Multimedia project exploring the shared history of two seemingly unrelated nations, Ireland and Ukraine. Focusing on occupation, revolution, famine and martyrdom.

Biloxata Encyclopedia MMXXII

By parodying the format and aesthetic of the Microsoft Encarta series, the piece sardonically frames the personal perspective of the album's narrative in an objective educational context.

Sukhumi (Theme For Georgiy Gongadze)

A desktop reenactment of the immediate news coverage surrounding the disappearance of Georgiy Gongadze, the founder of Ukraine's first online news agency in 2000.

White Male Aggression

A reflection on political advertising by right wing media outlets, in particular the British Conservative Party's "New Labour, New Danger" failed campaign from 1997.

Musically the album attempts to re-imagine a stereotypical oppressive Eastern Bloc sound by using Soviet-made synthesizers and drum machines almost entirely.
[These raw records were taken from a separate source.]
PR #10217, opened 2017-10-05
Allow usage of system timezone for database logs

MishaDemianenko:
Previously all database logs where using UTC only for time in all logs.
This PR will allow to change behaviour and use system timezone for all the logs
using newly introduced "dbms.logs.timezone" database setting.

Current possible setting values are:
UTC(default value) - log in UTC;
SYSTEM - log in a system default timezone.

### DIFF
--- a/community/consistency-check/src/test/java/org/neo4j/consistency/ConsistencyCheckToolTest.java
+++ b/community/consistency-check/src/test/java/org/neo4j/consistency/ConsistencyCheckToolTest.java
@@ -25,7 +25,6 @@ import org.junit.Test;
 import org.junit.rules.RuleChain;
 import org.mockito.ArgumentCaptor;
 import org.mockito.Mockito;
-import org.mockito.stubbing.Answer;
 
 import java.io.BufferedReader;
 import java.io.ByteArrayInputStream;
@@ -103,7 +102,7 @@ public class ConsistencyCheckToolTest
             Mockito.when( service.runFullConsistencyCheck( any( File.class ), any( Config.class ),
                     any( ProgressMonitorFactory.class ), any( LogProvider.class ), any( FileSystemAbstraction.class ),
                     eq( false ), any( CheckConsistencyConfig.class ) ) )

Premier at Асортиментна Кімната, Ivano Frankivsk, Ukraine. 2021.

via Beats Per Minute

Under the alias of Eugene the Oceanographer, musician Matthew O’Toole has long been an advocate of cross-genre embellishment, finding different ways to connect discordant sounds in an attempt to reveal the common roots between these disparate musical lineages. Blending ambient, plunderphonics, cold wave, experimental, and punk, he’s developed an aesthetic as unusual as it is revelatory. On his latest release, The Maze, he turns his eye and ear toward the shared histories of Ireland and Ukraine, two seemingly unrelated countries, and focuses in on themes of occupation, revolution, and famine. From the opening bells and plinking synths of “You are Now Entering Free Derry” to the chaotic electronics of closer “Перм-36”, the album revels in its ability to lift elements from practically anywhere and to compile them in such a way as to reveal hidden nuance and relevance where none existed before.

Recorded in Kyiv, the album features guest appearances from Maja Nikolic, Gentils Floquets, and Cult Party, showing that O’Toole is just as happy to have collaborators as he is to concentrate on his own unique musical perspective. There’s an underlying tension to these songs, a feeling of unresolved hostility and hints that some things can’t be fixed, just remembered. Between grimy dancefloor arrythmia and lo-fi punk clangor, The Maze, never loses its own drive toward genre deconstruction and adaptation. Even with all of its shifting musical influences, the record never feels disjointed, only anxious to draw in more sound sand pull them apart at the seams. It’s eager to see what can be made from the detritus of noise and a desire to use these various sounds as connective tissue between two geographies so different in many ways and yet so similar in others. The end result is an album of contrasts and resemblance, an ode to human relationships and the ways in which he can destroy those personal networks and how we might also repair them.